Review

German car company suits are about as likely to admit to making mistakes as they are to confess to wearing crotchless lederhosen. Ask Bernd Pischets-rieder, who continues to bang on that BMW could have turned the listing Rover longship around, had he been given time…

But here is a BMW official admitting: “We predicted 29,000 Mini sales in Britain in its peak year. We have hit 40,500.” BMW got almost everything right with the new Mini – except predicting its baby would become a sales phenomenon. Munich is determined the Mk II will reach its true potential, by expanding the Mini family with up to three new bodystyles, and making sure production better meets demand.

The new three-door hatchback should arrive in 2007. Don’t expect that much to change – today’s (or is it yesterday’s?) winning design will evolve once more, and kart-like handling will remain a gold standard.

The long-rumoured Mini Speedster – a two-seat sports car pitched at the Smart Roadster – is back on for 2008. This could be sold alongside a new, four-seat Convertible, while a long wheelbase Traveller is also odds-on. This could be a conventional five-door ‘estate’, although sources admit assessing electric sliding doors like those of Peugeot’s 1007. BMW is toying with a high-roof, MPV version, too.

The other significant development is an all-new four-cylinder engine family to replace the Pentagon unit, built in an unholy alliance with DaimlerChrysler. Expect a series of displacements, rather than the one-size fits all approach of today’s 1.6-litre in various raucous states of tune. More power and greater refinement are likely from the BMW-designed unit, to be built by PSA and at BMW’s Hams Hall engine plant.

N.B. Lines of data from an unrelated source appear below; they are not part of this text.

PR #64, opened 2023-02-08
update otel installation instructions

dwertent:
Signed-off-by: David Wertenteil <dwertent@armosec.io>

## Overview
I added the OTEL instruction so OTEL can be added inline

### DIFF
--- a/charts/kubescape-cloud-operator/values.yaml
+++ b/charts/kubescape-cloud-operator/values.yaml
@@ -120,7 +120,7 @@ kubescape:
   image:
     # -- source code: https://github.com/kubescape/kubescape/tree/master/httphandler (public repo)
     repository: quay.io/kubescape/kubescape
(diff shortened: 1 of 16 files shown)


charts/kubescape-cloud-operator/values.yaml
```diff
@@ -424,6 +424,8 @@ otelCollector:
     host: ""
     port: 4317
     insecure: true
+    headers:
```
matthyx, line 427: these are only required when submitting to uptrace, I think it's better to not include them in `values.yaml`

dwertent: Noted. I [removed](https://github.com/kubescape/helm-charts/pull/64/commits/a7fffb2bc147473c76de24f3015595b4cbdeafe0) the headers from the example

matthyx (approved):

And where will the Mk II be assembled? While other manufacturers periodically threaten to pack their bags, Plant Oxford doesn’t need to form a self-preservation society just yet: Munich whispers promise the Mini will remain made in Britain.

Oxford began with an initial capacity of 100,000; clever shift management has boosted this to 170,000, although hatchbacks must currently make way for Convertibles. Deutsche Bank optimistically predicts further expansion to 210,000 units in 2005. When the expanded Mk II family arrives, Mini’s potential could touch 250,000 sales in a full year.

All of which spells trouble for the makers of humdrum superminis. BMW is clearly determined not to make the same mistakes twice.